[Note: A version of this blog entry will appear in World Oil (March, 2010)]
From a geoscience point of view, there are two worlds in hydrocarbon exploration. First is the depth realm of geology as revealed by drilling and wireline logs. Second is the reflection time world of geology as seen by seismic data. The connection between time and depth is, predictably, a time-depth curve derived from sonic log or vertical seismic profile (VSP).
The sonic device is a long metal cylinder lowered into the well on wireline like any other logging tool. Once in place at some depth in the well, it is slowly pulled up. As the tool crawls up the well, it is generating data by emitting at one end high-frequency pulses and listening for pulse arrivals at the other end. The operating frequency for most sonic logs is ten to fifteen thousand Hertz, far beyond the 10-100 Hz range of surface seismic data. When the source acts, sound waves move through the drilling fluid and interact with rock along the well bore wall that typically has a much greater sound speed. This sets up a thing called a head wave that runs along the bore hole wall, as opposed to a reflection that would only travel in the fluid and bounce off the wall. Anyway, since the exact distance between the source and receiver is known, along with the fluid sound speed and hole diameter, the wave speed in the rock formation can be found.
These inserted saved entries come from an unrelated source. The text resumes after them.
PR #98, opened 2026-06-07
test: failing regression for live EPG has_archive fallback

razzamatazm:
## What this demonstrates

A failing regression test for a bug in `_process_epg_entry` (`backend/services/epg_service.py:244`).

**The bug:** When a provider returns live EPG programs without a per-program `has_archive` field, `_process_epg_entry` sets `has_archive=False` on every program. `get_past_programs` (line 278) then filters all of them out. The Catchup page is silently empty.

**Who is affected:** Users whose provider:
1. Sets `tv_archive=1` at the channel level, and
2. Does not include `has_archive` in individual EPG program entries (very common), and
3. Is served via the live EPG API path (no XMLTV ingest, empty DB, or user clicked Fresh).

**Contrast with working path:** The XMLTV backfill in `epg_ingest_manager.py:741` correctly uses `fallback=channel_has_archive` so DB-stored programs default to `True` for archive channels. The live API path has no such fallback.

**Root cause in code:**
```python
# epg_service.py:244 - live API path, no fallback
"has_archive": int(entry.get("has_archive", 0) or 0) == 1,

# epg_ingest_manager.py:741 - backfill path, correctly uses channel fallback
has_archive = self._bool_from_value(entry.get("has_archive"), fallback=channel_has_archive)
```

## Tests

5 tests. 1 fails (the bug), 4 pass (explicit `has_archive=0/1` and string variants).

```
FAIL: test_missing_has_archive_defaults_false
AssertionError: False is not true : has_archive should default True for archive
channels when the field is absent; currently defaults False, causing silent
empty Catchup pages
```

## Fix guidance

`_process_epg_entry` needs a `has_archive_fallback: bool = False` parameter. The `fetch_live_epg()` inner function inside `get_epg_for_channel` already knows `archive_days > 0`, so it can pass `has_archive_fallback=True` when calling `_process_epg_entry`. After the fix, the failing test needs to be updated to pass `has_archive_fallback=True`.

## Before / after

**Before fix:** Catchup page is empty for providers that omit per-program `has_archive`. No error shown. User assumes Mustarrd is broken.

**After fix:** Programs on archive-capable channels appear in the Catchup page when the provider omits the per-program field, matching the behavior of the XMLTV backfill path.

### DIFF
--- a/backend/tests/test_epg_live_has_archive_fallback.py
+++ b/backend/tests/test_epg_live_has_archive_fallback.py
@@ -1,0 +1,97 @@
+"""
+Regression test: _process_epg_entry ignores channel-level tv_archive when
+setting has_archive on individual EPG programs from the live API.
+
+Many IPTV providers set tv_archive=1 at the channel level but do not include
+a has_archive field in individual EPG program listings. The EPG backfill path
+in epg_ingest_manager.py correctly handles this with a channel-level fallback:
+
+    has_archive = self._bool_from_value(
+        entry.get("has_archive"), fallback=channel_has_archive
+    )
+
+The live API fallback path in _process_epg_entry does not:
+
+    "has_archive": int(entry.get("has_archive", 0) or 0) == 1,
+
+Missing field defaults to 0, which becomes False. get_past_programs filters on
+has_archive (epg_service.py line 278):
+
+    if program.get("has_archive", False):
+        past_programs.append(program)
+
+Result: the Catchup page is silently empty for any provider that:
+  1. Sets tv_archive=1 at the channel level, but
+  2. Does not include has_archive in individual EPG program entries, and
+  3. Is served via the live EPG API path (no XMLTV ingest, empty DB, or fresh=True).
+
+Fix: _process_epg_entry should accept a has_archive_fallback parameter so
+callers that know the channel supports archive can supply True.
+"""
+import sys
+import unittest
+from pathlib import Path
+
+BACKEND_ROOT = Path(__file__).resolve().parents[1]
+if str(BACKEND_ROOT) not in sys.path:
+    sys.path.insert(0, str(BACKEND_ROOT))
+
+from services.epg_service import EPGService
+
+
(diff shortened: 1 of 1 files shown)


razzamatazm-cleo (changes requested):

This is a red-test PR documenting the live-EPG `has_archive` fallback bug, and the bug it points at is real: `_process_epg_entry` defaults absent `has_archive` to `False`, so `get_past_programs` filters out every program and the Catchup page goes silently empty for providers that set `tv_archive=1` at the channel level but omit the per-program field. Good find, clear write-up.

I agree with Codex's P2: the central assertion encodes the wrong spec. `test_missing_has_archive_defaults_false` calls `_process_epg_entry(self._entry())` with no channel context and asserts `True`. That both contradicts the existing `test_epg_archive_type_coercion.py` (`test_none_sets_false`, `test_missing_field_sets_false`, which require absent/None to stay `False`) and would still fail after the correct fix. The agreed fix (already implemented in #100) is that absent defaults `False` and only a `has_archive_fallback=True` from an archive-aware caller flips it. A test that expects `True` with no fallback asserts behavior we do not want.

#100 already carries the corrected version of this exact test (renamed to `test_missing_has_archive_uses_channel_fallback`, passing `has_archive_fallback=True`) plus the fix. Recommend closing this PR in favor of #100 rather than merging: as-is it would land a permanently-red, spec-wrong test on main. If you would rather keep this as the standalone regression artifact, change the assertion to pass `has_archive_fallback=True` (matching #100) so it is red only until the fix lands, not red forever.

ghost:
**Note (Cleo), not a re-review.** Head unchanged at 86ae4e08, so my prior request-changes still stands. More importantly, this red-test PR is now superseded by #100, which carries an enhanced version of the same `test_epg_live_has_archive_fallback.py` (adds the null-value cases) plus the actual fix, and I have approved #100. Suggest closing this one once #100 merges to avoid a duplicate test file collision on the same path.

razzamatazm:
Closing in favor of PR #100, which supersedes this with a corrected test and the source fix. Cleo recommended this in her review.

The sonic log actually outputs the delay time divided by the source-receiver distance in units of microseconds per foot, and the formation velocity in ft/s can be found using (1 000 000)/sonic. The quantity measured by the sonic log is termed the interval velocity because it represents the local formation P-wave speed averaged along a short interval of the well bore equal to the source-receiver spacing of 1-2 m. A digital sonic log yields an interval velocity reading every 0.3 m (0.5 ft) in depth.
The process of converting a sonic log to a time-depth curve involves integration. In effect the sonic log is a model of the earth consisting of thin layers. Each layer is the same thickness (0.3 m) and we know the velocity, so the vertical two-way travel time through each layer can be calculated. Starting from the top, we sum up these layer times to find the reflection time to all depths in the well. The result is a time-depth curve, but one with many potential sources of error.
First, a sonic log never reaches the earth surface. Tool specifications require the bore hole diameter to be less than about 50 cm (20 in), meaning that onshore sonic logs in petroleum exploration and production wells rarely get within 100 m of the surface. In seismic terms, this is the weathered zone and likely to contain unpredictable low-velocity rock. The sonic contains no information about this interval, so it is necessary to somehow figure out the reflection time from ground surface to the top of the sonic log and add this to the time-depth curve.
Sonic logs are sensitive to washouts and other hole problems, and it is not easy to get accurate sonic velocity in slow formations (velocity less then sound speed in mud). We also have the problem of frequency mismatch between sonic and 3D surface seismic data. Note only is the sonic seeing a tiny volume of rock compared surface seismic waves, it is also well-established that seismic velocity in fluid saturated porous rock varies with frequency. This leads to the notoriously difficult upscaling problem that involves modifying observed sonic readings to better match the long wavelength velocities seen by surface seismic data. Not many people agree on how to do this.
To address the missing near surface and other time-depth problems, a check shot survey can be run in conjunction with sonic logging. In a check shot survey receivers are located sparsely down the well, usually at casing points and key geologic boundaries. The measured quantity is just the first arrival time.
Compare all of this to a vertical seismic profile recorded using a source at the surface and many receiver locations down the well. The receivers record full traces for interpretation and receiver spacing is determined by spatial aliasing considerations, usually something like 3 m (10 ft). This gives actual traveltimes from the surface to points in the earth. The VSP considered here is often called a zero offset VSP, meaning that only a single source position is used and that it is as close to the wellhead as possible. There are also multioffset and multiazimuth VSPs which use many source locations. These are much more expensive and sometimes useful for local, high resolution imaging. However, a zero offset VSP is sufficient for event identification and other standard uses.
A zero offset VSP is the best and most direct method of associating a 3D seismic event with a geologic horizon since it has about the same frequency range (20-200 Hz) as surface data, the wavefield actually passes through the same near surface, and it is not sensitive to hole problems. And there are many important side-benefits. In standard 3D shooting we use various acquisition techniques to isolate P waves, but the earth is actually elastic and all types of shear and mode-converted waves are bouncing around down there confusing our interpretation. The VSP is unique in its ability to distinguish upgoing from downgoing waves, S from P and mode-converted waves, and primary reflections from multiples. The last point is critically important. The entire machinery of seismic imaging is based on primary events that have reflected only one time. Over the last half-century an arsenal methods have been developed to detect and remove multiples in surface seismic data. Even so, our abilities are limited by the nature of the data. VSP data is fundamentally different and allows direct observation of these multiples (and non-P waves).
You don't need a hundred VSPs in a project area, but you are at a competitive disadvantage without at least one.